**WHAT IS BEING ASKED:**
Take the line with "I am currently" and the rest of the lines after it, to the end of the entries, and restate them exactly.

**Dataset entries:**

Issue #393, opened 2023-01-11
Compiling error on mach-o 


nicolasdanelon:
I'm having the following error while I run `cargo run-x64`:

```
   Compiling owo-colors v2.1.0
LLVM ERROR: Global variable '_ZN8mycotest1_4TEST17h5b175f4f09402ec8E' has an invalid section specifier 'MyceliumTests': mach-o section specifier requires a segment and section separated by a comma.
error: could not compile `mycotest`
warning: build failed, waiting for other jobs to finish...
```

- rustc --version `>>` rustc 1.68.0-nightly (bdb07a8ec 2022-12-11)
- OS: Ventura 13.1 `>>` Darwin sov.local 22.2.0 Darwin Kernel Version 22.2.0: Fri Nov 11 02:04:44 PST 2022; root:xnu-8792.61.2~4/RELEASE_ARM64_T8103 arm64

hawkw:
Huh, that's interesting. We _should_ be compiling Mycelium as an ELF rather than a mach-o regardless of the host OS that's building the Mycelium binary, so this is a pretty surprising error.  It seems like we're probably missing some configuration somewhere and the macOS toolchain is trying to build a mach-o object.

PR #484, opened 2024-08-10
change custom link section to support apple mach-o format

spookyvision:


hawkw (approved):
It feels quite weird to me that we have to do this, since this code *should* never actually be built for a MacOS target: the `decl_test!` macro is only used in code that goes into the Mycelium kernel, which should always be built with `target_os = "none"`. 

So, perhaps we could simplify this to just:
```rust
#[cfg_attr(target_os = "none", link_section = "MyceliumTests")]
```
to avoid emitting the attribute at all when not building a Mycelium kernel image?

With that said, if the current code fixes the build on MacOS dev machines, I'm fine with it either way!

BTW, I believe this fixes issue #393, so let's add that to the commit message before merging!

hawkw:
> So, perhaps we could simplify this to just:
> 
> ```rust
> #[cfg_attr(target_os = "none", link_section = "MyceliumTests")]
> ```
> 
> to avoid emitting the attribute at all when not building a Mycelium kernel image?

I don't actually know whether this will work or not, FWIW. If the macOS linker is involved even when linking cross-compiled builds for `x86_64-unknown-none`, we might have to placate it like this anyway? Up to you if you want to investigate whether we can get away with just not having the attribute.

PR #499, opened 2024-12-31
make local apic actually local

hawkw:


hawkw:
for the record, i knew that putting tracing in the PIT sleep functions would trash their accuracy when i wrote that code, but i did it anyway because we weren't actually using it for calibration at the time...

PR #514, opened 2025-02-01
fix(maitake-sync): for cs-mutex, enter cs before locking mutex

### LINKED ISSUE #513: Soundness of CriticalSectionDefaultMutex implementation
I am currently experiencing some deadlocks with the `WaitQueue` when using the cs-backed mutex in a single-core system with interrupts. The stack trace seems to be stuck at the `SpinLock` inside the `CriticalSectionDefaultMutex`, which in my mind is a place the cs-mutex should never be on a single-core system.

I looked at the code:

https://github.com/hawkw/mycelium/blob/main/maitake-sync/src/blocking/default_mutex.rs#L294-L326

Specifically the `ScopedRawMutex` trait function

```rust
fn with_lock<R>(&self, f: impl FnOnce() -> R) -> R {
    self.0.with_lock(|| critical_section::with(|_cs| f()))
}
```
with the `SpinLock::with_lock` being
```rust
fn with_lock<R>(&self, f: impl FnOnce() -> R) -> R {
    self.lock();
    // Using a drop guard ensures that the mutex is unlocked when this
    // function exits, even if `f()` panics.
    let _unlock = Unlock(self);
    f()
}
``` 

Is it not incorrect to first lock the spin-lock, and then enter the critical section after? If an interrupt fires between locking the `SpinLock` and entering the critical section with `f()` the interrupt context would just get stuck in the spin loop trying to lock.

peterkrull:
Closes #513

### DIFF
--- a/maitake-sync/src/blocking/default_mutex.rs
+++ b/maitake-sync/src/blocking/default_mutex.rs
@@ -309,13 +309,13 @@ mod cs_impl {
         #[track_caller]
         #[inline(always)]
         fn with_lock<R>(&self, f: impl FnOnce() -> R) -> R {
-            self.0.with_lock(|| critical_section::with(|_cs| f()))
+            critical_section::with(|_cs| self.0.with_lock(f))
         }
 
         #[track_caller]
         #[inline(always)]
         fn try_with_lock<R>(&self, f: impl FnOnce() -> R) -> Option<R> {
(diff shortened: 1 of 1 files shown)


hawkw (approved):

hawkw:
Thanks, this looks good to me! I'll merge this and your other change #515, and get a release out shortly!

**REPLY TO THE EXERCISE:**
I am currently experiencing some deadlocks with the `WaitQueue` when using the cs-backed mutex in a single-core system with interrupts. The stack trace seems to be stuck at the `SpinLock` inside the `CriticalSectionDefaultMutex`, which in my mind is a place the cs-mutex should never be on a single-core system.

I looked at the code:

https://github.com/hawkw/mycelium/blob/main/maitake-sync/src/blocking/default_mutex.rs#L294-L326

Specifically the `ScopedRawMutex` trait function

```rust
fn with_lock<R>(&self, f: impl FnOnce() -> R) -> R {
    self.0.with_lock(|| critical_section::with(|_cs| f()))
}
```
with the `SpinLock::with_lock` being
```rust
fn with_lock<R>(&self, f: impl FnOnce() -> R) -> R {
    self.lock();
    // Using a drop guard ensures that the mutex is unlocked when this
    // function exits, even if `f()` panics.
    let _unlock = Unlock(self);
    f()
}
``` 

Is it not incorrect to first lock the spin-lock, and then enter the critical section after? If an interrupt fires between locking the `SpinLock` and entering the critical section with `f()` the interrupt context would just get stuck in the spin loop trying to lock.

peterkrull:
Closes #513

### DIFF
--- a/maitake-sync/src/blocking/default_mutex.rs
+++ b/maitake-sync/src/blocking/default_mutex.rs
@@ -309,13 +309,13 @@ mod cs_impl {
         #[track_caller]
         #[inline(always)]
         fn with_lock<R>(&self, f: impl FnOnce() -> R) -> R {
-            self.0.with_lock(|| critical_section::with(|_cs| f()))
+            critical_section::with(|_cs| self.0.with_lock(f))
         }
 
         #[track_caller]
         #[inline(always)]
         fn try_with_lock<R>(&self, f: impl FnOnce() -> R) -> Option<R> {
(diff shortened: 1 of 1 files shown)


hawkw (approved):

hawkw:
Thanks, this looks good to me! I'll merge this and your other change #515, and get a release out shortly!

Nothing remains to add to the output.